I personally favour the Many-World interpretation - in my humble opinion it is the only way to solve the so-called time travel paradox.

a reply to: charles1952

Well, if I may, it's more like,

"If we mess with a mess, it stays a mess. "

The World is no perfect place... but then it'd be boring if it was perfect.

originally posted by: skunkape23
Have you ever read Robert Anton Wilson's 'Shroedinger's Cat'? It applies the Uncertainty Principle to the macro-scale. Makes for a damn entertaining read.

I will second this motion, and agree that it's an DER. Wilson explains things in simple terms as well, which is the core of this single volume (made up of a trilogy of earlier books) and his other works.

a reply to: Luuke123

a reply to: TrueBrit

Many thanks you guys.

The part 2 is a bit more challenging to write so it may take a while. Meanwhile, if you guys have any questions regarding Heisenberg's Uncertainty Principle, fire away.

Part 2: the Special Theory of Relativity

Part 3: Quantum Entanglement

Then how does a quantum computer work? I've heard it is based entirely on the Uncertainty principle, but how can they make it work?

Ok, so here's a question. Using the colored image of the location of a particle. There's an area in the center where it's most likely to be, with decreasing probability as it moves out from there. Lets say you have a million particles like this and you begin measuring them to see if the particle is in a specific area, starting at the lowest probability areas and moving inward. Eventually you're going to end up with a situation where you'll have discovered the location of most particles however some of them still won't have had the location of the particle measured. Through the process of elimination however you're going to know with certainty where they are. This gives you a group where you know the location of something without having actually measured and verified it.

How does this not violate Heisenburg?

a reply to: Aazadan

Through the process of elimination however you're going to know with certainty where they are. This gives you a group where you know the location of something without having actually measured and verified it.

How does this not violate Heisenburg?

To know with certainty where a particle is, you must measure it so to be sure it is indeed there. And although this could indeed give you a big clue as to where all the other particles are packed up, Heisenberg's Uncertainty stays effective, because you still don't know (with 100% certitude) the momentum (and other properties, such as spin direction) of all the particles you did not measured.

Think of it like a randomly-shuffled deck of cards (face down). Although you do know where all 52 cards are (they are under the top-most card), you don't know yet which one is a diamond or which one is a King without flipping them individually.

So, the uncertainty is not violated.

a reply to: swanne

But to continue with that analogy if you look at 51 of the cards you know what the 52nd is without measuring it.

Glad to see this got enough flags to get on FB

a reply to: Aazadan

Indeed, this is true for these two cards.
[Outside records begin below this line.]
PR #13639, opened 2025-04-23
✨ Allow array values for OpenAPI schema `type` field

sammasak:
# Allow Union Types in OpenAPI Schemas
This PR addresses an issue with how union types for the "type" field are validated in FastAPI's OpenAPI generation. Currently, only a string is allowed for the type definition even though the JSON Schema specification (Section 6.1.1) permits the value to be either a string or an array of unique string values. This discrepancy can lead to confusion or incorrect schema validation when using union types.

Example here that throws pydantic validation error:

```python
# example.py 
# uv run --no-project example.py
# /// script
# requires-python = ">=3.12"
# dependencies = [
#     "fastapi",
#     "pydantic",
# ]
# ///


from fastapi.openapi.models import OpenAPI
from pydantic import ValidationError

openapi_dict = {
    "openapi": "3.1.0",
    "info": {"title": "Type Examples with Union Types", "version": "1.0.0"},
    "components": {
        "schemas": {
            "UnionStringOrNumber": {
                "type": ["string", "number"],
                "description": "An instance is valid if it is either a string or a number.",
                "example": "example as string",
            },
        }
    },
}


def test_openapi_type() -> None:
    try:
        _ = OpenAPI(**openapi_dict)
    except ValidationError as e:
        # Expecting this to raise a ValidationError
        print(f"Validation error: {e}")
        return

    raise NotImplementedError("This should not be reached.")


if __name__ == "__main__":
    test_openapi_type()
    print("Test passed!")
```

Addressed by introducing`TypeValue`, defined as an annotated literal that encompasses [the valid JSON Schema types.](https://json-schema.org/draft/2020-12/json-schema-validation#section-6.1.1)

And updating the Schema model to use the literal values.

After these changes the validation error is removed.

### DIFF
--- a/tests/test_openapi_schema_type.py
+++ b/tests/test_openapi_schema_type.py
@@ -1,8 +1,7 @@
 from typing import List, Optional, Union
 
 import pytest
-from fastapi.openapi.constants import TypeValue
-from fastapi.openapi.models import Schema
+from fastapi.openapi.models import Schema, SchemaType
 
 
 @pytest.mark.parametrize(
@@ -14,9 +13,9 @@ from fastapi.openapi.models import Schema
     ],
 )
 def test_allowed_schema_type(
-    type_value: Optional[Union[TypeValue, List[TypeValue]]],
+    type_value: Optional[Union[SchemaType, List[SchemaType]]],
 ) -> None:
-    """Test that Schema accepts TypeValue, List[TypeValue] and None for type field."""
+    """Test that Schema accepts SchemaType, List[SchemaType] and None for type field."""
     schema = Schema(type=type_value)
     assert schema.type == type_value
 
--- a/tests/test_openapi_schema_type.py
+++ b/tests/test_openapi_schema_type.py
@@ -1,50 +1,27 @@
-import itertools
-from typing import List
+from typing import List, Optional, Union
 
 import pytest
 from fastapi.openapi.constants import TypeValue
 from fastapi.openapi.models import Schema
 
-# Define all possible type values
-TYPE_VALUES: List[TypeValue] = [
-    "array",
-    "boolean",
-    "integer",
-    "null",
-    "number",
-    "object",
-    "string",
-]
 
-# Generate all combinations of 2 or more types
-TYPE_COMBINATIONS = [
-    list(combo)
-    for size in range(2, len(TYPE_VALUES) + 1)
-    for combo in itertools.combinations(TYPE_VALUES, size)
-]
+@pytest.mark.parametrize(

And, my friend, you just discovered how Entanglement works.

I think this is the first time that I've had something in physics explained to me and I got it the first time without going, "huh?"
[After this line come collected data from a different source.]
PR #13641, opened 2025-04-23
📝 Remove unnecessary bullet from docs

Adamowoc:
Removing a bullet for doc uniformity.


alejsdev:
Makes sense, thank you @Adamowoc :raised_hands:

I have a basic understanding of physics for my job, things such as Newton's law and Boyle's law. The rest is, well, too difficult for a simple labor worker such as myself. lol

originally posted by: starheart
Then how does a quantum computer work? I've heard it is based entirely on the Uncertainty principle, but how can they make it work?

I don't know all the details but basically a qubit (quantum bit) contains the values 0 and 1 simultaneously. Contrast this with a regular bit which is either 0 or 1. Because of this, an arrangement of qubits are in all possible machine states at all times. From there it uses quantum mechanics that are way above my head to determine the probability of any given machine state being the desired one. From that point you can take the high probability machine states in order to get the information you want.

This allows certain types of computational problems to be solved very quickly (breaking encryption for example). But it's also rather poor for other problems.